Джигиты Голубого Волка, тесня врагов, валили их дубинами или вырывали из седел волосяными арканами, но пять-шесть из них, побросав наворованную добычу, неслись во весь опор вдоль берега, пытаясь добраться до темневшего впереди мелколесья, скрыться из глаз.

— Хабрау, я здесь! — крикнула опять Энжеташ, колотясь в руках разбойника.

Крик ее словно подстегнул и без того распаленного коня Хабрау, прибавил ярости.

Обогнав воинов Юлыша, Хабрау, нацелившись на барантовщика, поперек седла которого билась Энжеташ, перехватил поудобнее аркан. Еще рывок — и он со свистом ссадит его из седла. До похитителя оставалось расстояние в два копья.

— Стой, вор! Стой, падаль! — крикнул он и метнул аркан.

И в этот миг истошно закричала Энжеташ. Вор, с захлестнувшимся на шее арканом, и девушка грянулись с коня на землю. Подоспели мчавшиеся сзади джигиты. — Милый… умираю… — прошептала Энжеташ и посмотрела на склонившееся лицо любимого. Но это было Последней вспышкой лучины, перед тем как погаснуть, — взгляд тут же начал быстро туманиться и темнеть.

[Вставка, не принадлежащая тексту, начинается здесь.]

PR #673, opened 2019-08-01
Fix remaining pill issues

ryan-mulrooney:
After @tjbo expertly created and implemented the pill for character counting on Form Inputs, we noticed a few issues to address in this follow up.

1. When the pill appears, all the content below is pushed down: http://c.hlp.sc/281f55b675ca
2. When the pill first appears, there's a staggered effect: http://c.hlp.sc/04b2ad07a850
3. When reducing the character count to less than 250, the new count is briefly shown before the pill disappears. The pill should just disappear without displaying the new count: http://c.hlp.sc/281f55b675ca

To address 1) @ryan-mulrooney moved the pill `div` inside the InputUI component, and then `position: absolute`
2) and 3) is @tjbo's bag :)

### DIFF
--- a/src/components/Input/Input.tsx
+++ b/src/components/Input/Input.tsx
@@ -581,7 +581,7 @@ export class Input extends React.PureComponent<InputProps, InputState> {
         >
           <Badge
             status={isTooMuch ? 'error' : 'success'}
-            style={{ fontWeight: 100 }}
+            style={{ fontWeight: 100, minWidth: 75 }}
           >
             {this.state.charValidatorText}
           </Badge>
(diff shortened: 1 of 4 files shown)


tjbo:
Fixed #3.

#2 is due to not having a min-width, I think we will need to add a min-width because since we are also not using a MonoSpaced font, this issue can rear it's head in other ways, for example when character width changes:

A) http://c.hlp.sc/e6b916f3eb5c

B) if we have a different string length ie, `99 / 100` has a completely different length than `100/100`

@digitaldesigner , How do you feel about a min-width to guard against these situations?

digitaldesigner:
I'm fine with a min-width provided the contents are centered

Хабрау, не шевелясь, словно завороженный, смотрел на тусклый блик на рукояти кинжала, торчавшего из ее груди, и не знал, вытащить лезвие или оставить так.

— Энжеташ! Свет мой… Что же это?

— Эх, Хабрау… Не суждено быть нам вместе… Не плачь, сэсэн… Когда заскучаешь по мне, спой ту песню… «С первого взгляда в тебя я влюбился…»

— Нет… я не верю… Ты выживешь… Я не отдам! — Крупная дрожь трясла его, и с помутившимся рассудком он прижал ее голову к груди, погладил мягкие, шелковистые волосы.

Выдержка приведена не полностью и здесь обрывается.